PR #10165, opened 2026-08-26
feat(fastpath): add AAA support

Murt2005:
## Summary

Add FastPath extraction for the `aaa` command to capture the device's AAA method lists: `aaa authentication {login|enable}`, `aaa authorization {commands|exec}`, and `aaa accounting {exec|commands|dot1x}`. Each is recorded with its list name and the ordered methods the device will try. This is captured in a new vendor-specific `representation` `Aaa` model.

## Changes

- **Lexer:** Add lexer tokens `AAA`, `ACCOUNTING`, `AUTHENTICATION`, `AUTHORIZATION`, `COMMANDS`, `DENY`, `DOT1X`, `ENABLE`, `EXEC`, `IAS_USER`, `LINE`, `LOCAL`, `LOGIN`, `NONE`, `PASSWORD`, `RADIUS`, `SESSION_ID`, `START_STOP`, `STOP_ONLY`, `TACACS`, and `USERNAME`, plus a virtual `DEFAULT` token alongside the existing `WORD`/`QUOTED_TEXT`/`REMAINDER`.

- **Lexer:** Add an `M_AaaListName` mode so a list name accepts the `default` keyword, a quoted string, or a bare word. It is entered only from the default mode via `lastTokenType()` predicates on `COMMANDS`, `DOT1X`, `ENABLE`, `EXEC`, and `LOGIN`, so those generic keywords only push a mode in AAA position.

- **Lexer:** Add `PASSWORD` and `SESSION_ID` mode-pushes to `M_Remainder` so password and session-id operands are matched and dropped rather than retained, and `USERNAME` to `M_Word`.

- **Grammar:** Add the `s_aaa` grammar rule with `aaa_authentication`, `aaa_authorization`, and `aaa_accounting` families, each terminating in a leaf that consumes its own `NEWLINE`. Method and record-type sets are per family: authentication accepts `deny`/`enable`/`line`/`local`/`none`/`radius`/`tacacs`, authorization accepts `local`/`none`/`radius`/`tacacs` (`local` is shared by both authorization types even though the device rejects it for `commands` specifically), and accounting accepts `radius`/`tacacs`. `aaa_dot1x_accounting_record` is split from `aaa_accounting_record` because dot1x supports only `start-stop` and `none`, and `aaa_accounting_dot1x` hardcodes the `default` list and an optional `radius`, the only list and method it supports.

- **Grammar:** Add `aaa_ias_user` for the `aaa ias-user username <user>` … `exit` submode: an `aaaiu_block` of optional `aaaiu_password_null` lines terminated by `exit`, so the `password … encrypted` body is consumed by the grammar rather than surfacing as an unrecognized line whose warning text would repeat the password. Add a parsed-but-ignored `aaa_session_id_null`.

- **VS:** Add VS model classes in `representation`: `AaaMethod`, `Authentication`/`AuthenticationType`, `Authorization`/`AuthorizationType`, `Accounting`/`AccountingType` (carrying a non-null `RecordType`), and `Aaa`, which holds each family in an insertion-ordered map keyed by type and then list name, since the same name may be reused across types.

- **VS:** Add AAA state to `FastpathConfiguration.java`: an `Aaa` field with a `getAaa()` accessor.

- **Extraction:** Populate handlers in `FastpathConfigurationBuilder.java`. The list classes are immutable and `Aaa.define*` replaces any existing list of the same type and name, matching the device, where re-issuing a command for an existing list overwrites its record type and methods rather than appending. Method-keyword conversion asserts on the final alternative so adding a grammar alternative without extraction fails loudly. The `default` keyword is recorded as the literal list name `"default"` via a shared constant.

## Testing

- Add a `fastpath_aaa` testconfig covering all three families, both authentication types, both authorization types, all three accounting types, every list-name form, and both ias-user block shapes.

- Add `testAaaParsesWithoutWarnings`, `testAaaExtraction`, `testAaaListNameFormsExtraction`, `testAaaListRedefinitionReplaces`, `testAaaIasUserBlockIsSilent`, and `testCompleteConfigAaaExtraction` to `FastpathGrammarTest`.

- All tests pass locally and no reference tests are affected.

### DIFF
--- a/projects/batfish/src/main/antlr4/org/batfish/vendor/fastpath/grammar/FastpathLexer.g4
+++ b/projects/batfish/src/main/antlr4/org/batfish/vendor/fastpath/grammar/FastpathLexer.g4
@@ -5,12 +5,21 @@ options {
 }
 
 tokens {
+  DEFAULT,
   QUOTED_TEXT,
   REMAINDER,
   WORD
 }
 
+AAA: 'aaa';
+
+ACCOUNTING: 'accounting';
+
 ALERT: 'alert';
+
+AUTHENTICATION: 'authentication';
+
+AUTHORIZATION: 'authorization';
 
 BROADCAST: 'broadcast';
 
@@ -20,15 +29,37 @@ CLI_COMMAND: 'cli-command';
 
 CLIENT: 'client';
 
+COMMANDS
+:
+  'commands'
+  {
+    if (lastTokenType() == AUTHORIZATION || lastTokenType() == ACCOUNTING) {
+      pushMode(M_AaaListName);
+    }
+  }
+;
+
 CONSOLE: 'console';
 
 CRITICAL: 'critical';
 
 DEBUG: 'debug';
 
+DENY: 'deny';
+
 DNS: 'dns';
 
 DOMAIN: 'domain';
+
+DOT1X
+:
+  'dot1x'
+  {
+    if (lastTokenType() == ACCOUNTING) {
+      pushMode(M_AaaListName);
+    }
+  }
+;
 
 EMAIL
 :
@@ -37,9 +68,29 @@ EMAIL
 
 EMERGENCY: 'emergency';
 
+ENABLE
+:
+  'enable'
+  {
+    if (lastTokenType() == AUTHENTICATION) {
+      pushMode(M_AaaListName);
+    }
+  }
+;
+
 ENCRYPTED: 'encrypted';
 
 ERROR: 'error';
+
+EXEC
+:
+  'exec'
+  {
+    if (lastTokenType() == AUTHORIZATION || lastTokenType() == ACCOUNTING) {
+      pushMode(M_AaaListName);
+    }
+  }
+;
 
 EXIT: 'exit';
 
@@ -60,6 +111,8 @@ HOSTNAME
   'hostname' -> pushMode ( M_Word )
 ;
 
+IAS_USER: 'ias-user';
+
 INFO: 'info';
 
 IP: 'ip';
@@ -75,9 +128,23 @@ KEY
 
 KEYSTRING: 'keystring';
 
+LINE: 'line';
+
 LIST: 'list';
 
+LOCAL: 'local';
+
 LOGGING: 'logging';
+
+LOGIN
+:
+  'login'
+  {
+    if (lastTokenType() == AUTHENTICATION) {
+      pushMode(M_AaaListName);
+    }
+  }
+;
 
 LOOKUP: 'lookup';
 
@@ -99,7 +166,14 @@ NAME
 
 NO: 'no';
 
+NONE: 'none';
+
 NOTICE: 'notice';
+
+PASSWORD
+:
+  'password' -> pushMode ( M_Remainder )
+;
 
 PERSISTENT: 'persistent';
 
@@ -115,6 +189,8 @@ PROMPT
 :
   'prompt' -> pushMode ( M_Word )
 ;
+
+RADIUS: 'radius';
 
 RECONFIGURE: 'reconfigure';
 
@@ -136,18 +212,29 @@ SERVER
 
 SERVICEPORT: 'serviceport';
 
+SESSION_ID
+:
+  'session-id' -> pushMode ( M_Remainder )
+;
+
 SET: 'set';
 
 SNTP: 'sntp';
 
 SOURCE_INTERFACE: 'source-interface';
 
+START_STOP: 'start-stop';
+
 STATUS
 :
   'status' -> pushMode ( M_Remainder )
 ;
 
+STOP_ONLY: 'stop-only';
+
 SYSLOG: 'syslog';
+
+TACACS: 'tacacs';
 
 TACACS_SERVER: 'tacacs-server';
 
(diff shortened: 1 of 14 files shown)


dhalperi (commented):
> @dhalperi+AGNT made 2 comments.
> *[Reviewable](https://reviewable.io/reviews/batfish/batfish/10165)* status: 0 of 14 files reviewed, 2 unresolved discussions (waiting on Murt2005).

___
*[`projects/batfish/src/main/antlr4/org/batfish/vendor/fastpath/grammar/FastpathParser.g4` line 458 at r1](https://reviewable.io/reviews/batfish/batfish/10165#-P0-T2ZE7bH5YiTjpy-J:-P0-T2ZE7bH5YiTjpy-K:b-drqq4o) ([raw file](https://github.com/batfish/batfish/blob/7993f007cf6c9709a2f83accb4dc0bcf1bad3a89/projects/batfish/src/main/antlr4/org/batfish/vendor/fastpath/grammar/FastpathParser.g4#L458)):*
> ```ANTLR
> ;
> 
> aaa_authentication
> ```

`aaa authentication dot1x default {[ias]|method1 [method2 [method3]]}` is the third documented Global Config form and isn't handled here, so it stays an unrecognized line and `ias` is missing from `AaaMethod`. Add it, or note in the commit message that dot1x authentication is deferred.
___
*[`projects/batfish/src/main/antlr4/org/batfish/vendor/fastpath/grammar/FastpathParser.g4` line 477 at r1](https://reviewable.io/reviews/batfish/batfish/10165#-P0-T0lb3-Law-H3Xt29:-P0-T0lb3-Law-H3Xt2A:b-fukxyy) ([raw file](https://github.com/batfish/batfish/blob/7993f007cf6c9709a2f83accb4dc0bcf1bad3a89/projects/batfish/src/main/antlr4/org/batfish/vendor/fastpath/grammar/FastpathParser.g4#L477)):*
> ```ANTLR
> ;
> 
> aaa_authentication_method
> ```

The FASTPATH CLI reference lists these per type rather than as one set: `login` takes `enable|local|none|radius|tacacs`, `enable` takes `deny|enable|line|none|radius|tacacs`. Split them, or keep one set with the same kind of note `aaa_authorization_method` carries; either way `fastpath_aaa:9` (`aaa authentication login default line none`) should use a method documented for `login`.

Murt2005:
> _[`projects/batfish/src/main/antlr4/org/batfish/vendor/fastpath/grammar/FastpathParser.g4` line 458 at r1](https://reviewable.io/reviews/batfish/batfish/10165#-P0-T2ZE7bH5YiTjpy-J:-P0-T2ZE7bH5YiTjpy-K:b-drqq4o) ([raw file](https://github.com/batfish/batfish/blob/7993f007cf6c9709a2f83accb4dc0bcf1bad3a89/projects/batfish/src/main/antlr4/org/batfish/vendor/fastpath/grammar/FastpathParser.g4#L458)):_
> 
> > ```antlr
> > ;
> > 
> > aaa_authentication
> > ```
> 
> `aaa authentication dot1x default {[ias]|method1 [method2 [method3]]}` is the third documented Global Config form and isn't handled here, so it stays an unrecognized line and `ias` is missing from `AaaMethod`. Add it, or note in the commit message that dot1x authentication is deferred.
> 

Added new ```aaa_authentication_dot1x``` rule with its own ```aaa_authentication_dot1x_method``` set (ias|local|none|radius) as well as IAS on AaaMethod and DOT1X on AuthenticationType. Only the default list is accepted which is the same as aaa_accounting_dot1x.

I modeled the operands as a flat method+ rather than following the documented ```{[ias]|[method1 [method2 [method3]]]}``` because the reference's own example ```aaa authentication dot1x default ias local radius none``` is ias plus three methods which that notation disallows. The flat list accepts both documented examples and both are covered by tests.

> _[`projects/batfish/src/main/antlr4/org/batfish/vendor/fastpath/grammar/FastpathParser.g4` line 477 at r1](https://reviewable.io/reviews/batfish/batfish/10165#-P0-T0lb3-Law-H3Xt29:-P0-T0lb3-Law-H3Xt2A:b-fukxyy) ([raw file](https://github.com/batfish/batfish/blob/7993f007cf6c9709a2f83accb4dc0bcf1bad3a89/projects/batfish/src/main/antlr4/org/batfish/vendor/fastpath/grammar/FastpathParser.g4#L477)):_
> 
> > ```antlr
> > ;
> > 
> > aaa_authentication_method
> > ```
> 
> The FASTPATH CLI reference lists these per type rather than as one set: `login` takes `enable|local|none|radius|tacacs`, `enable` takes `deny|enable|line|none|radius|tacacs`. Split them, or keep one set with the same kind of note `aaa_authorization_method` carries; either way `fastpath_aaa:9` (`aaa authentication login default line none`) should use a method documented for `login`.

Split into ```aaa_authentication_login_method``` and ```aaa_authentication_enable_method```. On the specific sets however, line is documented for both. The aaa authentication login parameter table lists "At least one from the following: enable, line, local, none, radius, tacacs", so the actual difference is just that login takes local but not deny, and enable takes deny but not local. That makes fastpath_aaa:9 (aaa authentication login default line none) valid as written, so I left it alone.

dhalperi (commented):
> @dhalperi reviewed 14 files and all commit messages, and resolved 2 discussions.
> *[Reviewable](https://reviewable.io/reviews/batfish/batfish/10165)* status: <span>:shipit:</span> complete! all files reviewed, all discussions resolved (waiting on Murt2005).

Task objective —
Please give an exact restatement of only the lines from the beginning of the material above to the line with "so password and", inclusive.

Task output —
PR #10165, opened 2026-08-26
feat(fastpath): add AAA support

Murt2005:
## Summary

Add FastPath extraction for the `aaa` command to capture the device's AAA method lists: `aaa authentication {login|enable}`, `aaa authorization {commands|exec}`, and `aaa accounting {exec|commands|dot1x}`. Each is recorded with its list name and the ordered methods the device will try. This is captured in a new vendor-specific `representation` `Aaa` model.

## Changes

- **Lexer:** Add lexer tokens `AAA`, `ACCOUNTING`, `AUTHENTICATION`, `AUTHORIZATION`, `COMMANDS`, `DENY`, `DOT1X`, `ENABLE`, `EXEC`, `IAS_USER`, `LINE`, `LOCAL`, `LOGIN`, `NONE`, `PASSWORD`, `RADIUS`, `SESSION_ID`, `START_STOP`, `STOP_ONLY`, `TACACS`, and `USERNAME`, plus a virtual `DEFAULT` token alongside the existing `WORD`/`QUOTED_TEXT`/`REMAINDER`.

- **Lexer:** Add an `M_AaaListName` mode so a list name accepts the `default` keyword, a quoted string, or a bare word. It is entered only from the default mode via `lastTokenType()` predicates on `COMMANDS`, `DOT1X`, `ENABLE`, `EXEC`, and `LOGIN`, so those generic keywords only push a mode in AAA position.

- **Lexer:** Add `PASSWORD` and `SESSION_ID` mode-pushes to `M_Remainder` so password and session-id operands are matched and dropped rather than retained, and `USERNAME` to `M_Word`.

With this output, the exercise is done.